Is she prepared to cross off physical and mental reasons why sex isn’t working?
DoveGrey is right, if intercourse is painful, she needs to see a doctor. She also needs to realize that if she is having pain and discomfort with you then she would probably be the same way with another man. It does not sound like a sexually incompatibility but rather a medical issue that can be treated.
As far as her feelings about your penis, my only thought there is she may need to see a therapist (I’m not saying this in a negative way). There may have been something in her past as innocent as how sex was talked about that could be causing her to feel this way.
I have the same questions as neilEthere… is she willing to do what she can to make this better?
I agree, she should talk to a doctor about her pain. Talking to a bhrt doctor about a hormone workup may be beneficial. Don’t just assume any old doctor, even an OBGYN will give her good advice… when I talked to my OBGYN about low libido, I was literally told, “Low libido is all from here [as she placed her hand at her neck] up.” Then she went on about how hormone doctors are quacks. If I wasn’t informed enough on my own, I could have walked out of there totally hopeless OR armed to combat my husband that I was just the way I was and there’s no changing it.
Where I slightly stray from others, rather than a therapist to work on her mental thinking…. I say go to the Great Physician and the Counselor. The study Passion Pursuit tackles almost every area that women struggle, and it’s combatted with God’s word. It’s replacing lies with the truth. It hits at the heart. Plus it’s a heck of a lot cheaper. My understanding is that Chris at The Forgiven Wife hosts this study in the Fall and Spring, online. The fall study just finished up, you should really encourage her to go through it the next time it is offered.

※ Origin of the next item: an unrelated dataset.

PR #19, opened 2023-05-02
Replace test expected values with ens-namehash lib

RyanCross:
Ensure our on chain hashing results in predictable output similar to ens by using the ens-namehash-lib 

As far as string validation goes: the namehash lib only provides the following guarantees: case insensitivity, normalization of characters to UTF-8, and disallowing non UTF-8 characters. Ens namehashing provides no guarantees of protections against things like homoglyph attacks or sanity checking against slurs and curses, we would need to do this ourselves.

CDDUDE, I really hope things get better with you both, and I don’t mean the sex incompatibilities and issues you shared, but your whole relationship with your DW.

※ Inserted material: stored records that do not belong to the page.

PR #20, opened 2023-05-04
Feat/mud 222 reclaim logic

Will-Hyde:
Adding logic and tests for reclaim functionality


contracts/distribution/ZNSEthRegistrar.sol
```diff
@@ -202,6 +202,23 @@ contract ZNSEthRegistrar is IZNSEthRegistrar {
...
   }
 
+  //Todo: Access Control
+  function reclaimDomain(bytes32 domainHash) external {
+    require(
+      znsRegistry.exists(domainHash),
+      "ZNSEthRegistrar: Domain does not exist"
+    );
+    uint256 tokenId = uint256(domainHash);
+    require(znsDomainToken.isOwner(tokenId, msg.sender), "ZNSEthRegistrar: Not owner of domain");
```
Whytecrowe: imo, this should be the first check.
Also, in the message, I think, more clear would be to say "Not a token owner" rather than "domain". the caller is technically only trying to be the full domain owner at this point

contracts/distribution/ZNSEthRegistrar.sol
```diff
@@ -202,6 +202,23 @@ contract ZNSEthRegistrar is IZNSEthRegistrar {
...
+    address owner = znsRegistry.getDomainRecord(domainHash).owner;
+    require(owner != msg.sender, "ZNSEthRegistrar: Caller already owner of domain registry");
```
Whytecrowe: "Domain is already owned by the caller"

contracts/distribution/ZNSEthRegistrar.sol
```diff
@@ -202,6 +202,23 @@ contract ZNSEthRegistrar is IZNSEthRegistrar {
...
+
+    znsAddressResolver.setAddress(domainHash, msg.sender);
```
Whytecrowe: this is not the best assumption here. a person can own a domain, but assign it to a contract or something else.
this should either not be included at all or we need to provide another parameter to this function to specifically set resolver to a certain address. in this case there should also be an option to provide zero address, if zero address is provided, then we do not set anything on the resolver. they can set it later at their own time.

look here for reference of what I mean - https://github.com/zer0-os/zNS/blob/feat/ZNSRegistrar/contracts/distribution/ZNSEthRegistrar.sol#L225-L246

contracts/token/ZNSDomainToken.sol
```diff
@@ -40,6 +40,18 @@ contract ZNSDomainToken is ERC721, IZNSDomainToken {
     emit SetAccessAuthorization(account);
   }
 
+  /**
+   * @notice Checks if provided address is an owner of the provided domain token
+   * @param tokenId The identifying tokenId of a domain
+   * @param candidate The address for which we are checking access
+   */
+  function isOwner(
```
Whytecrowe: is this function necessary?
can't we just do:
`require(znsDomainToken.ownerOf(tokenId) == msg.sender)`  in the contract where we need to check?

test/ZNSEthRegistrar.test.ts
```diff
@@ -367,9 +367,137 @@ describe("ZNSEthRegistrar", () => {
...
+      // Transfer the domain token
+      await zns.domainToken.connect(deployer).transferFrom(deployer.address, user.address, tokenId);
+
+      // Reclaim the Domain
+      await zns.registrar.connect(user).reclaimDomain(domainHash);
+      // Verify domain token is still owned
+      const owner  = await zns.domainToken.connect(user).ownerOf(tokenId);
+      expect(owner).to.equal(user.address);
+
+      // Verify domain is owned in registrar
```
Whytecrowe: "in registry"

test/ZNSEthRegistrar.test.ts
```diff
@@ -367,9 +367,137 @@ describe("ZNSEthRegistrar", () => {
...
+      expect(addressResolverAddress).to.equal(user.address);
+    });
+
+    it("Reclaiming domain token emits DomainReclaimed event", async () => {
+      const topLevelTx = await defaultRootRegistration(deployer, zns, defaultDomain);
+      const domainHash = await getDomainHash(topLevelTx);
+      const tokenId = await getTokenId(topLevelTx);
+
+      // Transfer the domain token
+      await zns.domainToken.connect(deployer).transferFrom(deployer.address, user.address, tokenId);
```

I agree with previous replies from others, you and your wife may need to ask for advice to a medical doctor about the pain she feels during intercourse. I wonder if maybe ‘sex’ (biology, sex drives, etc) is not the actual source of the problem. Any other problems in your relationship at the moment (you don’t need to share them here, but worth thinking about this).
When there are problems (not sex related) in the relationship, that can affect our sexual moods, and as our bodies react to thoughts and hormones, her body may just not be in the mood because of other problems, so she may not be lubricated enough down there.
Have you thought also about using lubes?
In our case we have never used them, but when I perform oral sex on my DW, she gets well lubricated down there, then penetration is really easy.
If there is no OS before penetration, I just use some of my own saliva on my shaft, and it slides like a charm, better than her own lubrication.
In our case, my wife also rarely performs oral sex on me (I do it 99.99% of the time on her, she does 0.1% on me), I just learned to live with that fact, but it is not easy; maybe that is why I find great release in masturbation.